February 1, 2006

More on Auditor Engagement Letters and Limits on Liability

It could be just a rumor, but I am hearing that PricewaterhouseCoopers has broken from the Big 4 pack and is not demanding liability limits like their brethren. In our “Auditor Engagement Letters” Practice Area, we have posted a recent letter from the Investment Company Institute urging the AICPA to take a position on auditor indemnification that conforms to the SEC’s position and recommending that the SEC require that companies disclose any contractual provisions with their auditors that limit liability. The SEC’s position is embedded in Section 602.02.f.i of the SEC’s Financial Reporting Policies (which is the SEC’s guideline that prohibits companies from indemnifying their auditors – and which was reaffirmed in late ’04 as the SEC’s position in FAQ #4 of “Other Matters” as part of the SEC’s Auditor Independence FAQs).

Following up on my blog about the PCAOB’s Standing Advisory Group’s upcoming consideration of this issue, consider this useful background from Jack Ciesielski’s AAO Weblog:

“Last June, the Federal Financial Institutions Examination Council came out strongly against practically any kind of limitation on auditor responsibility through engagement letters. Their hard-line comment document is still a work in progress; no formal policy has been issued yet. When they do, it’ll affect firms that report under the auspices of the Board of Governors of the Federal Reserve System (FRB), the Federal Deposit Insurance Corporation (FDIC), the National Credit Union Administration (NCUA), the Office of the Comptroller of the Currency (OCC), and the Office of Thrift Supervision (OTS).

While it’s not a regulator, the Professional Ethics Executive Committee of the American Institute of CPAs also exposed a comment document regarding liability caps; in fact, they’re debating the comments received on it this afternoon and deciding to issue a decision.
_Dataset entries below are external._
PR #917, opened 2026-04-06
Fix panic in compile_tr_private_experimental for non-expandable policies

### LINKED ISSUE #902: `compile_tr` and `compile_tr_private_experimental` fail for `pk(A)`

febyeji:
Closes #902.

- Keep `pol_prob_map` in sync with `tapleaf_prob_vec` by removing entries from both data structures together. 
- Previously, removing a node from `tapleaf_prob_vec` without removing it from `pol_prob_map` caused a panic when `expand_fn` returned the same policy (e.g. for `pk(A)` or `and(pk(A),pk(B))`).
- Adds regression tests for both cases.

### DIFF
--- a/src/policy/concrete.rs
+++ b/src/policy/concrete.rs
@@ -614,10 +614,12 @@ impl<Pk: MiniscriptKey> Policy<Pk> {
 
             // Remove current node
             assert!(tapleaf_prob_vec.remove(&(prob, curr_policy.clone())));
+            pol_prob_map.remove(&curr_policy);
 
             // OPTIMIZATION - Move marked nodes into final vector
             for (p, pol) in to_del {
                 assert!(tapleaf_prob_vec.remove(&(Reverse(OrdF64(p)), pol.clone())));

As you can see from the PCAOB’s backgrounder, they examined the same kinds of liability limitations as the FFIEC. With regard to many of the kinds of limitations, the two bodies were in surprising agreement. (For instance, both agreed that auditor indemnification against claims based on the audit client’s negligence would not be a good thing for auditor independence.) In other areas, the AICPA was more favorably disposed to allowing limitations while the FFIEC was not. (Example: clauses that limited punitive damages were okay with the AICPA, but not the FFIEC.)(more).”

Don’t forget to take our new survey on auditor inspection reports and engagement letters.

Ask Your Auditor about its PCAOB Inspection Report

Here is another topic that I have been blogging about for a while: how companies should endeavor to get as much information as they can from their independent auditors regarding the inspection reports issued by the PCAOB. As you might recall, companies have no right to receive the non-public sections of these reports from the PCAOB – but auditors are permitted to voluntarily share them with their clients (which has now been confirmed by the PCAOB numerous times).

At a minimum, I believe that companies should be asking auditors the following questions:

1. Do you believe that any of the issues raised in the non-public portions of the inspection report will affect our audit?

2. Can you describe generally the types of quality control criticisms contained in the non-public portions of the report?

Please let me know if there are other questions you think companies should ask – and whether your auditor was willing to respond to these questions. And don’t forget to take our new survey on auditor inspection reports and engagement letters.

Underwriting Agreements and Legal Opinions After the ’33 Act Reform

I have received some provocative questions for tomorrow’s webcast panel – “Underwriting Agreements and Legal Opinions After the ’33 Act Reform.” With ’33 Act reform still in its infancy, many are looking to Wall Street lawyers and bankers to see what procedures and practices are developing. Come find out from our expert panel!

February Issue of E-Minders is Posted!

We have posted our latest issue of E-Minders.

Disclosure of Shares Pledged as Collateral

Today’s WSJ carries this interesting article about the SEC’s proposal that would require companies to disclose any pledges of stock by named executive officers and directors. Ron Mueller notes that in his experience roughly 10% of companies now prohibit or limit the extent to which executive officers can pledge – but the remaining question is how many officers and directors actually pledge at all?

I don’t think there is any way to know how many officers pledge shares. The only situations that the lawyers hear about are those in which problems ensue (e.g., when the brokers call the shares to satisfy the pledge arrangement).